Health insurance companies are looking to put off complying with health care reform rules that guarantee basic benefits and consumer protections -- and they've figured out how to do so for up to one more year.
The Los Angeles Times reports that big health insurance companies like UnitedHealth Group and WellPoint may attempt to skirt new regulations that take effect on Jan. 1, 2014 by renewing some of their customers in the meantime and letting them keep the coverage they currently have for as long as a year after the Affordable Care Act, or Obamacare, is supposed to kick in.
The health care law requires insurance plans sold to individuals who don't get benefits through their employers to cover a minimum set of benefits, prohibits companies from refusing to cover people with pre-existing conditions or to charge them higher rates than healthy people, doesn't allow health insurers to levy higher premiums on women than men, limits how much more older people can be made to pay, and guarantees customers can re-up their plans each year.
But those rules don't take effect until January -- or whenever a customer's current health insurance plan expires next year, which could be later. According to the Los Angeles Times, some insurers are weighing a lawful scheme in which they would renew customers' plans before 2014, thus preventing them from having to meet Obamacare standards until as late as Jan. 1, 2015.
Although adoption of this strategy could hamper the rollout of the health care law -- especially if some insurance companies target healthy people and leave sicker customers with higher medical bills to their competitors -- experts expressed skepticism that many health insurers would go to such lengths to evade Obamacare rules for such a short period of time.
"There are lots of things to worry about with the implementation of the Affordable Care Act. I'd put this at the bottom," said Robert Laszewski, who consults for insurers and other health care companies as president of Health Policy and Strategy Associates in Alexandria, Va. The "huge, complex administrative mess" of reopening customers' health plans to change their renewal dates would scarcely be worth the trouble, he said.
"There's no real return on investment," Laszewski told The Huffington Post. "This isn't going to move the needle on their financials."
Despite their opposition to much of what's in the health care law, and theirongoing campaign threatening big premium increases next year because of Obamacare, health insurance companies are unlikely to take steps to impede the law's implementation after it survived a Supreme Court ruling, Obama's reelection and numerous votes in Congress to repeal it, said Larry Levitt, the executive director of the Kaiser Initiative on Health Reform and Private Insurance at the Menlo Park, Calif.-based Henry J. Kaiser Family Foundation.
"Insurers have mostly wanted to get on with implementation and make it work and not put up roadblocks," Levitt told HuffPost.
Nevertheless, UnitedHealth Group and WellPoint at least haven't ruled out this method of delaying health care reform, although Kaiser Permanente has, the Los Angeles Times reports. (The health insurer is not affiliated with the Kaiser Family Foundation.) Online health insurance vendor eHealth Inc. also expects some health insurance companies to offer renewals to current customers before the end of the year, according to the newspaper.
Renewing their plans now could shield some younger, healthier people from increases in their health insurance premiums tied to market reforms and mandates that will make plans more comprehensive and more generous, said Sheryl Skolnick, co-head of research at CRT Capital Group in Stamford, Conn. For these customers, a renewal of their current benefits could let them wait out the uncertainty about health insurance premiums during the first year of Obamacare, she said.
Older, sicker people who are poorly served on today's insurance market and stand to gain the most from Obamacare could suffer the consequences, however. If there are too few young, healthy people paying for benefits on the health insurance exchanges to balance out the costs for those needing more health care, sicker people would pay bigger premiums to cover their collectively high medical bills.
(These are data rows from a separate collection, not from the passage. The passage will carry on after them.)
PR #991, opened 2024-11-04
added instrumentation to the _get_and_store_range

TeachMeTW:
Separated from #990

### DIFF
--- a/emission/pipeline/intake_stage.py
+++ b/emission/pipeline/intake_stage.py
@@ -198,7 +198,13 @@ def run_intake_pipeline_for_user(uuid, skip_if_no_new_data):
         esds.store_pipeline_time(uuid, ecwp.PipelineStages.CREATE_COMPOSITE_OBJECTS.name,
                                  time.time(), crt.elapsed)
 
-        _get_and_store_range(uuid, "analysis/composite_trip")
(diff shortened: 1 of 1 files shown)


emission/pipeline/intake_stage.py
```diff
@@ -198,7 +198,13 @@ def run_intake_pipeline_for_user(uuid, skip_if_no_new_data):
         esds.store_pipeline_time(uuid, ecwp.PipelineStages.CREATE_COMPOSITE_OBJECTS.name,
                                  time.time(), crt.elapsed)
 
-        _get_and_store_range(uuid, "analysis/composite_trip")
+        with ect.Timer() as gsr:
+            logging.info("*" * 10 + "UUID %s: generating store and range " % uuid + "*" * 10)
+            print(str(arrow.now()) + "*" * 10 + "UUID %s: generating store and range " % uuid + "*" * 10)
+            _get_and_store_range(uuid, "analysis/composite_trip")
+
+        esds.store_pipeline_time(uuid, 'GENERATE_STORE_AND_RANGE',
```
shankari, line 206: I have merged this for now, but I think that this name is incorrect and should be fixed after the current round of optimizations

shankari (commented):
Cleanup change

PR #993, opened 2024-11-08
Enhance `_get_and_store_range` Function to Include Trip Statistics and Last API Call Tracking

TeachMeTW:
### Overview
Enhances `_get_and_store_range` by adding `total_trips`, `labeled_trips`, and `last_call` fields to the user profile, enabling better insights into user activities and API usage.

### Changes

1. **Extended User Profile Updates:**
   - **`total_trips`**: Total number of trips recorded for the user.
   - **`labeled_trips`**: Number of labeled/annotated trips.

2. **Integrated Last API Call Tracking:**
   - Accesses `stats/server_api_time` to retrieve timestamps of the last `GET` and `PUT` API calls.
   - Determines the latest call and stores it as `last_call` in the user's profile in UNIX format.

### Testing

1. Picked a user, cleared pipeline, re-ran pipeline, verified user profile was updated.

**Please review and provide feedback or approval.**

### DIFF
--- a/emission/analysis/result/user_stat.py
+++ b/emission/analysis/result/user_stat.py
@@ -1,0 +1,112 @@
+# emission/analysis/result/user_stats.py
+
+import logging
+import pymongo
+import arrow
+from typing import Optional, Dict, Any
+import emission.storage.timeseries.abstract_timeseries as esta
+import emission.core.wrapper.user as ecwu
+
+TIME_FORMAT = 'YYYY-MM-DD HH:mm:ss'
+
+def count_trips(ts: esta.TimeSeries, key_list: list, extra_query_list: Optional[list] = None) -> int:
+    """
+    Counts the number of trips based on the provided query.
+
+    :param ts: The time series object.
+    :type ts: esta.TimeSeries
+    :param key_list: List of keys to filter trips.
+    :type key_list: list
+    :param extra_query_list: Additional queries, defaults to None.
+    :type extra_query_list: Optional[list], optional
+    :return: The count of trips.
+    :rtype: int
+    """
+    count = ts.find_entries_count(key_list=key_list, extra_query_list=extra_query_list)
+    logging.debug(f"Counted {len(key_list)} trips with additional queries {extra_query_list}: {count}")
+    return count
+
+
+def get_last_call_timestamp(ts: esta.TimeSeries) -> Optional[int]:
+    """
+    Retrieves the last API call timestamp.
+
+    :param ts: The time series object.
+    :type ts: esta.TimeSeries
+    :return: The last call timestamp or None if not found.
+    :rtype: Optional[int]
+    """
+    last_call_ts = ts.get_first_value_for_field(
+        key='stats/server_api_time',
+        field='data.ts',
+        sort_order=pymongo.DESCENDING
+    )
+    logging.debug(f"Last call timestamp: {last_call_ts}")
+    return None if last_call_ts == -1 else last_call_ts
+
+
+def update_user_profile(user_id: str, data: Dict[str, Any]) -> None:
+    """
+    Updates the user profile with the provided data.
+
+    :param user_id: The UUID of the user.
+    :type user_id: str
+    :param data: The data to update in the user profile.
+    :type data: Dict[str, Any]
+    :return: None
+    """
+    user = ecwu.User.fromUUID(user_id)
+    user.update(data)
+    logging.debug(f"User profile updated with data: {data}")
+    logging.debug(f"New profile: {user.getProfile()}")
+
+
+def get_and_store_user_stats(user_id: str, trip_key: str) -> None:
+    """
+    Aggregates and stores user statistics into the user profile.
+
+    :param user_id: The UUID of the user.
+    :type user_id: str
+    :param trip_key: The key representing the trip data in the time series.
+    :type trip_key: str
+    :return: None
+    """
+    try:
+        logging.info(f"Starting get_and_store_user_stats for user_id: {user_id}, trip_key: {trip_key}")
+
+        ts = esta.TimeSeries.get_time_series(user_id)
+        start_ts_result = ts.get_first_value_for_field(trip_key, "data.start_ts", pymongo.ASCENDING)
+        start_ts = None if start_ts_result == -1 else start_ts_result
+
+        end_ts_result = ts.get_first_value_for_field(trip_key, "data.end_ts", pymongo.DESCENDING)
+        end_ts = None if end_ts_result == -1 else end_ts_result
+
+        total_trips = count_trips(ts, key_list=["analysis/confirmed_trip"])
+        labeled_trips = count_trips(
+            ts,
+            key_list=["analysis/confirmed_trip"],
+            extra_query_list=[{'data.user_input': {'$ne': {}}}]
+        )
+
+        logging.info(f"Total trips: {total_trips}, Labeled trips: {labeled_trips}")
+        logging.info(f"user_id type: {type(user_id)}")
+
+        last_call_ts = get_last_call_timestamp(ts)
+        logging.info(f"Last call timestamp: {last_call_ts}")
+
+        update_data = {
+            "pipeline_range": {
+                "start_ts": start_ts,
+                "end_ts": end_ts
+            },
+            "total_trips": total_trips,
+            "labeled_trips": labeled_trips,
+            "last_call_ts": last_call_ts
+        }
+
+        update_user_profile(user_id, update_data)
+
+        logging.debug("User profile updated successfully.")
+
+    except Exception as e:
+        logging.error(f"Error in get_and_store_user_stats for user_id {user_id}: {e}")
--- a/emission/analysis/result/user_stat.py
+++ b/emission/analysis/result/user_stat.py
@@ -7,26 +7,6 @@ from typing import Optional, Dict, Any
 import emission.storage.timeseries.abstract_timeseries as esta
 import emission.core.wrapper.user as ecwu
 
-TIME_FORMAT = 'YYYY-MM-DD HH:mm:ss'
-
-def count_trips(ts: esta.TimeSeries, key_list: list, extra_query_list: Optional[list] = None) -> int:
-    """
-    Counts the number of trips based on the provided query.
-
-    :param ts: The time series object.
-    :type ts: esta.TimeSeries
-    :param key_list: List of keys to filter trips.
-    :type key_list: list
-    :param extra_query_list: Additional queries, defaults to None.
-    :type extra_query_list: Optional[list], optional
-    :return: The count of trips.
-    :rtype: int
-    """
-    count = ts.find_entries_count(key_list=key_list, extra_query_list=extra_query_list)
-    logging.debug(f"Counted {len(key_list)} trips with additional queries {extra_query_list}: {count}")
-    return count
-
-
 def get_last_call_timestamp(ts: esta.TimeSeries) -> Optional[int]:
     """
     Retrieves the last API call timestamp.
@@ -81,9 +61,8 @@ def get_and_store_user_stats(user_id: str, trip_key: str) -> None:
         end_ts_result = ts.get_first_value_for_field(trip_key, "data.end_ts", pymongo.DESCENDING)
         end_ts = None if end_ts_result == -1 else end_ts_result
 
-        total_trips = count_trips(ts, key_list=["analysis/confirmed_trip"])
-        labeled_trips = count_trips(
-            ts,
+        total_trips = ts.find_entries_count(key_list=["analysis/confirmed_trip"])
+        labeled_trips = ts.find_entries_count(
             key_list=["analysis/confirmed_trip"],
             extra_query_list=[{'data.user_input': {'$ne': {}}}]
         )
--- a/emission/pipeline/intake_stage.py
+++ b/emission/pipeline/intake_stage.py
@@ -40,6 +40,7 @@ import emission.net.ext_service.habitica.executor as autocheck
 import emission.storage.decorations.stats_queries as esds
 
 import emission.core.wrapper.user as ecwu
+import emission.analysis.result.user_stat as eaurs
 
 def run_intake_pipeline(process_number, uuid_list, skip_if_no_new_data=False):
     """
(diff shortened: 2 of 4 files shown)


JGreenlee (changes requested):

emission/pipeline/intake_stage.py
```diff
@@ -207,14 +208,92 @@ def run_intake_pipeline_for_user(uuid, skip_if_no_new_data):
...
+
+        # Retrieve trip entries as an iterator
+        trip_entries = ts.find_entries([trip_key], time_query=None)
+
+        # Iterate through trip_entries once to count total_trips and labeled_trips
+        for trip in trip_entries:
+            total_trips += 1
+            if trip.get('data', {}).get('user_input'):
+                labeled_trips += 1
+        logging.info(f"Total trips: {total_trips}, Labeled trips: {labeled_trips}")
```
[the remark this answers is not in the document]
TeachMeTW: @JGreenlee I get this error:
`extra query would overwrite keys ['user_id']` using op-admins implementation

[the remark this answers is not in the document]
JGreenlee: You can remove the `user_id` filter because `ts` here is already the timeseries **for that user**

TeachMeTW:
@JGreenlee Comments addressed, I split the function into a different file as suggested -- though it may be overkill. Seeking thoughts

JGreenlee (commented):
Good refactor! I agree that the smaller functions are overkill.
Sometimes it's just a matter of finding the balance between tidiness and complexity.

TeachMeTW:
@JGreenlee Comments addressed

emission/analysis/result/user_stat.py
```diff
@@ -0,0 +1,111 @@
...
+        logging.info(f"Last call timestamp: {last_call_ts}")
+
+        update_data = {
+            "pipeline_range": {
+                "start_ts": start_ts,
+                "end_ts": end_ts
+            },
+            "total_trips": total_trips,
+            "labeled_trips": labeled_trips
+        }
```
JGreenlee, line 104: Are we forgetting to store `last_call_ts` ?

TeachMeTW:
@JGreenlee Addressed and rebased

emission/tests/analysisTests/intakeTests/TestUserStat.py
```diff
@@ -0,0 +1,218 @@
...
+
+        self.assertEqual(pipeline_range["start_ts"], expected_start_ts,
+                         f"Expected start_ts to be {expected_start_ts}, got {pipeline_range['start_ts']}")
+        self.assertEqual(pipeline_range["end_ts"], expected_end_ts,
+                         f"Expected end_ts to be {expected_end_ts}, got {pipeline_range['end_ts']}")
+
+        # Verify last_call_ts
+        expected_last_call_ts = -
+        self.assertEqual(profile["last_call_ts"], expected_last_call_ts,
+                         f"Expected last_call_ts to be {expected_last_call_ts}, got {profile['last_call_ts']}")
```
JGreenlee, line 127: If we want to validate last_call_ts getting filled in, we will need to pretend we accessed the API. I think you can do this by calling `after_request()` from `emission.net.api.cfc_webapp`

I recommend extracting this to a different function `test_last_call_ts`.

After calling `after_request()`, `runIntakePipeline` again. Then get the profile and `last_call_ts` should be filled in with the time at which you called `after_request()`

TeachMeTW:
@JGreenlee I realized my code was NOT pushed and you may have reviewed the wrong thing.... my bad, I will take your notes into account with the latest.

emission/tests/analysisTests/intakeTests/TestUserStat.py
```diff
@@ -0,0 +1,218 @@
...
+        self.assertIsNotNone(profile, "User profile should exist after storing stats.")
+
+        # Verify that the expected fields are present
+        self.assertIn("total_trips", profile, "User profile should contain 'total_trips'.")
+        self.assertIn("labeled_trips", profile, "User profile should contain 'labeled_trips'.")
+        self.assertIn("pipeline_range", profile, "User profile should contain 'pipeline_range'.")
+        self.assertIn("last_call_ts", profile, "User profile should contain 'last_call_ts'.")
+
+        expected_total_trips = -
+        expected_labeled_trips = -
```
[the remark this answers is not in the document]
TeachMeTW: @JGreenlee load any user inputs how so? Like loading from the example or what?

TeachMeTW:
@JGreenlee Comments addressed, ready for re-review

emission/tests/analysisTests/intakeTests/TestUserStat.py
```diff
@@ -0,0 +1,141 @@
...
+import emission.tests.common as etc
+
+
+class TestUserStats(unittest.TestCase):
+    def setUp(self):
+        """
+        Set up the test environment by loading real example data for both Android and  users.
+        """
+        # Configure logging for the test
+        etc.configLogging()
```
JGreenlee, line 35: can you move this to the end of file below `if __name__ == '__main__':` ?

emission/tests/analysisTests/intakeTests/TestUserStat.py
```diff
@@ -0,0 +1,141 @@
...
+            self.fail("No users found in the database to perform tests.")
+        test_user_id = get_example.iloc[0].uuid
+        self.testUUID = test_user_id
+        self.UUID = test_user_id
+        # Load example entries from a JSON file
+        with open("emission/tests/data/real_examples/shankari_2015-aug-27") as fp:
+            self.entries = json.load(fp, object_hook=esj.wrapped_object_hook)
+
+        # Set up the real example data with entries
+        etc.setupRealExampleWithEntries(self)
```
JGreenlee, line 49: Just calling `setupRealExample` (not `setupRealExampleWithEntries`) will do all of this for you

It will create one UUID for you, assigned to `self.testUUID`. Use that instead of `self.UUID`

emission/tests/analysisTests/intakeTests/TestUserStat.py
```diff
@@ -0,0 +1,141 @@
...
+
+        # Retrieve the user profile
+        profile = edb.get_profile_db().find_one({"user_id": self.UUID})
+        if profile is None:
+            # Initialize the profile if it does not exist
+            edb.get_profile_db().insert_one({"user_id": self.UUID})
```
JGreenlee, line 55: What happens if you take this out? Does something not work without it?

emission/tests/analysisTests/intakeTests/TestUserStat.py
```diff
@@ -0,0 +1,141 @@
...
+        pipeline_db = edb.get_pipeline_state_db()
+        pipeline_db.delete_many({"user_id": self.UUID})
+
+        # Delete all analysis time series entries for  users
+        analysis_ts_db = edb.get_analysis_timeseries_db()
+        analysis_ts_db.delete_many({"user_id": self.UUID})
+
+        # Delete user profiles
+        profile_db = edb.get_profile_db()
+        profile_db.delete_one({"user_id": self.UUID})
```
JGreenlee, line 80: This can be more concise, no need to overexplain. I would simply do:

```python
edb.get_timeseries_db().delete_many({"user_id": self.UUID})
edb.get_pipeline_state_db().delete_many({"user_id": self.UUID})
edb.get_analysis_timeseries_db().delete_many({"user_id": self.UUID})
edb.get_profile_db().delete_one({"user_id": self.UUID})
```

emission/tests/analysisTests/intakeTests/TestUserStat.py
```diff
@@ -0,0 +1,141 @@
...
+
+    def testGetAndStoreUserStats(self):
```
JGreenlee, line 82: this test looks good

emission/tests/analysisTests/intakeTests/TestUserStat.py
```diff
@@ -0,0 +1,141 @@
...
+        expected_end_ts = 1440729142.709
+
+        self.assertEqual(pipeline_range["start_ts"], expected_start_ts,
+                         f"Expected start_ts to be {expected_start_ts}, got {pipeline_range['start_ts']}")
+        self.assertEqual(pipeline_range["end_ts"], expected_end_ts,
+                         f"Expected end_ts to be {expected_end_ts}, got {pipeline_range['end_ts']}")
+
+    def testLastCall(self):
+        # Call the function with all required arguments
+        enac.store_server_api_time(self.UUID, "test_call", 1440729142.709, 69)
```
JGreenlee, line 123: This ts could be anything, but using the same ts as the end_ts could be confusing to people in the future.
You could grab the current time and call it `test_call_ts`

```suggestion
        test_call_ts = time.time()
        enac.store_server_api_time(self.UUID, "test_call", test_call_ts)
```


Then you can also use `test_call_ts` below instead of declaring `expected_last_call_ts`

JGreenlee (changes requested):
Almost there!

emission/tests/analysisTests/intakeTests/TestUserStat.py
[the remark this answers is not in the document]
JGreenlee: The `real_examples` files like `shankari_2015-aug-27` only have raw sensed data; i.e. what the phone automatically picked while traveling

For some of the days, e.g. `shankari_2016-06-20` we have an additional file `shankari_2016-06-20.user_inputs`, which does not contain sensed data but it has "manual inputs" or "user inputs". These entries represent labels or survey responses that the user has recorded while using the app.

For a more in-depth test you could load both `shankari_2016-06-20` and `shankari_2016-06-20.user_inputs` and `expected_labeled_trips` would update

emission/tests/analysisTests/intakeTests/TestUserStat.py
TeachMeTW: The setup or  just `enc.configLogging()` ?

emission/tests/analysisTests/intakeTests/TestUserStat.py
TeachMeTW: Noted, that does seem way simpler

emission/tests/analysisTests/intakeTests/TestUserStat.py
TeachMeTW: When I take this out, the profile is empty.
```
  File "/Users/rsimpson/e-mission-server/emission/tests/analysisTests/intakeTests/TestUserStat.py", line 81, in testGetAndStoreUserStats
    self.assertIsNotNone(profile, "User profile should exist after storing stats.")
AssertionError: unexpectedly None : User profile should exist after storing stats.
```

Meaning for some reason the entry is not being inserted. Does that hint to an issue with my additions or existing?

TeachMeTW:
@JGreenlee Addressed, see response -- in need of clarification

emission/tests/analysisTests/intakeTests/TestUserStat.py
JGreenlee: I just meant configLogging 
The other tests have it at the bottom (at least the majority)

emission/analysis/result/user_stat.py
```diff
@@ -0,0 +1,112 @@
...
+import logging
+import pymongo
+import arrow
+from typing import Optional, Dict, Any
+import emission.storage.timeseries.abstract_timeseries as esta
+import emission.core.wrapper.user as ecwu
+
+TIME_FORMAT = 'YYYY-MM-DD HH:mm:ss'
+
+def count_trips(ts: esta.TimeSeries, key_list: list, extra_query_list: Optional[list] = None) -> int:
```
JGreenlee, line 12: nitpick: I had an earlier comment here that was resolved but I don't think was addressed. I don't see the point of this function when it is just a wrapper around `ts.find_entries_count` with the exact same params and no added functionality 

In the event that a suggested change doesn't work for you or you have a good reason to do otherwise, that's fine; just reply and we can discuss

Or, if you just missed my comment, make sure not to resolve conversations until you have made a change that addresses them. When I have my code reviewed I like to react with thumbs up and reply "TODO" so I can keep track of what I have seen vs what I have actually implemented and pushed up

JGreenlee (changes requested):
@TeachMeTW Code looks good but the new tests appear to be failing in GH Actions 
Do they pass for you locally?

emission/analysis/result/user_stat.py
TeachMeTW: I think I did address it, but I've been trying to rebase and do all this github branch magic and maybe it got reverted -- will do react and/or reply on future comments before resolving

OR I believe a better option is for the reviewer to resolve the comment? what are your thoughts on that approach in addition?

JGreenlee:
I don't know why it's passing locally and not here, but it is related to this PR because the test that's failing is the one you added. It's complaining about timestamps that look a little bit off.

TeachMeTW:
> I don't know why it's passing locally and not here, but it is related to this PR because the test that's failing is the one you added. It's complaining about timestamps that look a little bit off.

Shall I add delta/assert if almost equal?

JGreenlee:
> > I don't know why it's passing locally and not here, but it is related to this PR because the test that's failing is the one you added. It's complaining about timestamps that look a little bit off.
> 
> Shall I add delta/assert if almost equal?

No we should investigate why it's different.
The pipeline is supposed to be deterministic, i.e. 100% reproducible 

What happens if you checkout master and run that test data through the pipeline?
Is it the same as the CI or the same as you got on your branch?

TeachMeTW:
@JGreenlee  I checkout master and run the test data through pipeline and its the same as the branch NOT the CI. I believe running ALL the tests must affect the ts. I tried to test runAllTest.sh but it crashes my console/vscode, perhaps you could verify

JGreenlee:
I will try to verify tomorrow. I will also pass this along in the review process for Shankari's input.

If `runAllTests` performs differently than running an individual test file, it is concerning as it means we do not have proper isolation between the tests. Maybe one of the tests does not `tearDown` properly. It may be difficult to track down the culprit.

JGreenlee:
If we can confirm that the issue is with one of the other tests, this looks good to me to merge.

shankari:
> I tried to test runAllTest.sh but it crashes my console/vscode, perhaps you could verify

You should resolve the crash and then test. We already have one CI failing for "unknown reasons", having the second also fail makes the CI not be meaningful.

TeachMeTW:
@shankari  @JGreenlee  

I discovered two things.

### Crashing
The first one in regards to the crashing runAllTests.sh

When the terminal started crashing during script execution, I redirected the output to a log file to figure out what was going on. That’s when I saw the error: ValueError: I/O operation on closed file. Initially, the code opened the file without using a with statement and didn’t explicitly close it causing a different ValueError where the file was never closed. This was causing unpredictable behavior, as the file could be closed unexpectedly by the system or Python's garbage collector.

I updated the code to use a with statement to ensure the file was properly closed. However, the error persisted because there was still a redundant line after the with block trying to read the file, even though it had already been closed. Once I removed that redundant line and ensured the file was read entirely within the with block, the issue was resolved, and the terminal stopped crashing.

I could make a new issue in regards to this fix.

### Timing differences

There is indeed a difference with single testing and runAll. The single test has the ts normal but the runAll brings the same error as the gitlab runner where it is off. I thought fixing the crash would fix this discrepancy but it seems deeper than that.

shankari:
> My hunch is that a teardown is broken somewhere and this UUID is being reused. Perhaps I can use a different uuid as a bandaid fix or can dig deeper into the root cause.

Feel free to use either option. I will not merge until this is resolved.

JGreenlee:
This specific problem has happened before.

I used Github search to search the `e-mission` org for the problematic timestamp and got exactly 1 hit https://github.com/e-mission/e-mission-server/pull/509#issuecomment-367734717

Reading through that PR, we cannot pinpoint what the cause was.

TeachMeTW:
Commenting out all the test cases in TestTripSegmentation and replacing it with a dummy test with a print statment still invokes the same errors. Might be something with setup and teardown.

TeachMeTW:
However, if one runs `TestTripSegmentation` or `TestSectionSegmentation` **AFTER** `TestGetUserStats` there is **NO ERROR**

TeachMeTW:
Alternatively, using `emission/tests/data/real_examples/shankari_2015-aug-21` rather than `emission/tests/data/real_examples/shankari_2015-aug-27` resulted in **NO ERRORS** when running all.

image

<br></br>

We have a couple options. 

1. We could do above and use Aug 21 dataset for UserStats, call it a day for now.
2. We could dig deeper as to why this is happening.

Thoughts?

shankari:
We should do both.
We should change the test to Aug 21 for UserStats so that we can merge this and continue to make progress.
We should then file a new issue to dig deeper into why this is happening

TeachMeTW:
@shankari Modified and pushed accordingly. Will make an issue as suggested.

JGreenlee:
> Will make an issue as suggested.

@TeachMeTW I figured out what was causing it and made a PR https://github.com/e-mission/e-mission-server/pull/1003

TeachMeTW:
Nice find!

shankari (approved):
I am going to roll forward and merge to unblock us; @TeachMeTW please address these comments in a follow-on PR

shankari:
@TeachMeTW there is now a merge conflict after I have pulled from master.
Screenshot 2024-12-21 at 4 58 28 PM

I think this may be because your original base did not include 
https://github.com/e-mission/e-mission-server/commit/2a327421d20b4dd5e3989cdd042df9e645bd1707

You need to pull changes from master periodically, particularly when you are making changes to the same files

shankari:
@JGreenlee @TeachMeTW this needs to be refactored further for it to work properly.
Note that we have an early return if there is no new data, so this code is effectively in the "else"

```
        if skip_if_no_new_data and new_entry_count == 0:
            print("No new entries, and skip_if_no_new_data = %s, skipping the rest of the pipeline" % skip_if_no_new_data)
            return
        else:
            print("New entry count == %s and skip_if_no_new_data = %s, continuing" %
                (new_entry_count, skip_if_no_new_data))
```

That's fine as long as we were only caching pipeline state, because it wouldn't change if the pipeline was skipped
But now that we are caching the `last_call_ts` the current location will not work.
Concretely, if the app is contacting the server but is not uploading any data, `last_call_ts` will never be changed.

shankari:
I have fixed this in #1005, @TeachMeTW please update the unit tests as outlined there

emission/analysis/result/user_stat.py
```diff
@@ -0,0 +1,91 @@
...
+        ts = esta.TimeSeries.get_time_series(user_id)
+        start_ts_result = ts.get_first_value_for_field(trip_key, "data.start_ts", pymongo.ASCENDING)
+        start_ts = None if start_ts_result == -1 else start_ts_result
+
+        end_ts_result = ts.get_first_value_for_field(trip_key, "data.end_ts", pymongo.DESCENDING)
+        end_ts = None if end_ts_result == -1 else end_ts_result
+
+        total_trips = ts.find_entries_count(key_list=["analysis/confirmed_trip"])
+        labeled_trips = ts.find_entries_count(
+            key_list=["analysis/confirmed_trip"],
```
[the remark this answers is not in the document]
TeachMeTW: will be addressing in follow up pr; no reason it should be hard coded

Renewing pre-Obamacare plans also would provide health insurance companies with some benefit, especially if it enabled them to lock in young, healthy customers for longer, Levitt said. "This allows an insurer to kind of extend that transition" to the full implementation of health care reform, but it would be short-term and wouldn't give insurers much of an advantage, he said.
"Mostly what this amounts to is some benefit on the margins to insurers that do this and maybe a delay of six to 12 months," Levitt said.
Customers could refuse to renew and instead purchase a different plan on the law's state-based health insurance exchanges, which are scheduled to open Oct. 1 for people to shop for coverage that would take effect next year. But those who do renew their existing plans under pre-Obamacare rules wouldn't be eligible for the health care law's tax credits to help pay for their insurance, said Timothy Jost, a professor at the Washington and Lee University School of Law who has worked with federal and state officials on implementing the law.
Several states including New York, Oregon and Rhode Island are eyeing regulation or new laws to prevent health insurance companies from extending plans in advance of the new rules, Jost told HuffPost. By contrast, the Arkansas Department of Insuranceadvised companies how they could do so last month, the Los Angeles Times reports.